╭──
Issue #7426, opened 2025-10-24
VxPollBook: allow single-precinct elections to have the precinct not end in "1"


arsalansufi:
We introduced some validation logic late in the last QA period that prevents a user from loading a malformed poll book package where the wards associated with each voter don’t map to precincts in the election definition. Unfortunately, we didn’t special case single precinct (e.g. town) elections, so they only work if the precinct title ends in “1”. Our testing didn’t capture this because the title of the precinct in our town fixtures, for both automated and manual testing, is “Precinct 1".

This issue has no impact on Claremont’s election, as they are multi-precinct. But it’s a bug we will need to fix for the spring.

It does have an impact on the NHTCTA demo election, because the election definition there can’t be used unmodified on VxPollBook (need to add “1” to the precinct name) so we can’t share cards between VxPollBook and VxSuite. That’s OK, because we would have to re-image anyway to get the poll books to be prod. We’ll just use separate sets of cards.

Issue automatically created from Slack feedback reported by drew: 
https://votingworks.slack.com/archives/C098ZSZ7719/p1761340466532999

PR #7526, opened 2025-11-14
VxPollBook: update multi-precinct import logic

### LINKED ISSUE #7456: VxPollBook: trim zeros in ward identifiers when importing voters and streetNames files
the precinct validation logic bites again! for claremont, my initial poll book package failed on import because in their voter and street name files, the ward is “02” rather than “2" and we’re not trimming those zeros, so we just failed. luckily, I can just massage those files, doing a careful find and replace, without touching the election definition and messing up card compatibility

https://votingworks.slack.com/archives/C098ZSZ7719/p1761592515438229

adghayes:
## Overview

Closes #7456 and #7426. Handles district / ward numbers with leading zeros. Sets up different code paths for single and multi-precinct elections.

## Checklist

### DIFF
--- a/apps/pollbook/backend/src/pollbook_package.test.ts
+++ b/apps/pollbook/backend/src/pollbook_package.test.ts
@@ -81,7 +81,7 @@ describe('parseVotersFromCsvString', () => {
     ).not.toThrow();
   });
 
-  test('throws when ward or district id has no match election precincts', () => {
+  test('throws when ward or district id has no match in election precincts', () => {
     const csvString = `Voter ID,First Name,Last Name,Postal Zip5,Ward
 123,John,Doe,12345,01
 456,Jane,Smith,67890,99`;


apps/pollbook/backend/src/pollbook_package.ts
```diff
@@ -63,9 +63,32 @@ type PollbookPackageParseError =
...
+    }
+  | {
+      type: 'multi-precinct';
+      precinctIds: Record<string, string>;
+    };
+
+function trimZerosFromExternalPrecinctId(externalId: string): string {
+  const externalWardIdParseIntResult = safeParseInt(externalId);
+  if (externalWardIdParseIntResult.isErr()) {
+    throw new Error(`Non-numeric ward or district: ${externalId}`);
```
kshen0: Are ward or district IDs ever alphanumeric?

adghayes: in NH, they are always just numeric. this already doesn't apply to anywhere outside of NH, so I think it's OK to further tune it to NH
╰──
__Exercise__: Would you return each entry exactly as it reads?

__The completed task__:
Issue #7426, opened 2025-10-24
VxPollBook: allow single-precinct elections to have the precinct not end in "1"


arsalansufi:
We introduced some validation logic late in the last QA period that prevents a user from loading a malformed poll book package where the wards associated with each voter don’t map to precincts in the election definition. Unfortunately, we didn’t special case single precinct (e.g. town) elections, so they only work if the precinct title ends in “1”. Our testing didn’t capture this because the title of the precinct in our town fixtures, for both automated and manual testing, is “Precinct 1".

This issue has no impact on Claremont’s election, as they are multi-precinct. But it’s a bug we will need to fix for the spring.

It does have an impact on the NHTCTA demo election, because the election definition there can’t be used unmodified on VxPollBook (need to add “1” to the precinct name) so we can’t share cards between VxPollBook and VxSuite. That’s OK, because we would have to re-image anyway to get the poll books to be prod. We’ll just use separate sets of cards.

Issue automatically created from Slack feedback reported by drew: 
https://votingworks.slack.com/archives/C098ZSZ7719/p1761340466532999

PR #7526, opened 2025-11-14
VxPollBook: update multi-precinct import logic

### LINKED ISSUE #7456: VxPollBook: trim zeros in ward identifiers when importing voters and streetNames files
the precinct validation logic bites again! for claremont, my initial poll book package failed on import because in their voter and street name files, the ward is “02” rather than “2" and we’re not trimming those zeros, so we just failed. luckily, I can just massage those files, doing a careful find and replace, without touching the election definition and messing up card compatibility

https://votingworks.slack.com/archives/C098ZSZ7719/p1761592515438229

adghayes:
## Overview

Closes #7456 and #7426. Handles district / ward numbers with leading zeros. Sets up different code paths for single and multi-precinct elections.

## Checklist

### DIFF
--- a/apps/pollbook/backend/src/pollbook_package.test.ts
+++ b/apps/pollbook/backend/src/pollbook_package.test.ts
@@ -81,7 +81,7 @@ describe('parseVotersFromCsvString', () => {
     ).not.toThrow();
   });
 
-  test('throws when ward or district id has no match election precincts', () => {
+  test('throws when ward or district id has no match in election precincts', () => {
     const csvString = `Voter ID,First Name,Last Name,Postal Zip5,Ward
 123,John,Doe,12345,01
 456,Jane,Smith,67890,99`;


apps/pollbook/backend/src/pollbook_package.ts
```diff
@@ -63,9 +63,32 @@ type PollbookPackageParseError =
...
+    }
+  | {
+      type: 'multi-precinct';
+      precinctIds: Record<string, string>;
+    };
+
+function trimZerosFromExternalPrecinctId(externalId: string): string {
+  const externalWardIdParseIntResult = safeParseInt(externalId);
+  if (externalWardIdParseIntResult.isErr()) {
+    throw new Error(`Non-numeric ward or district: ${externalId}`);
```
kshen0: Are ward or district IDs ever alphanumeric?

adghayes: in NH, they are always just numeric. this already doesn't apply to anywhere outside of NH, so I think it's OK to further tune it to NH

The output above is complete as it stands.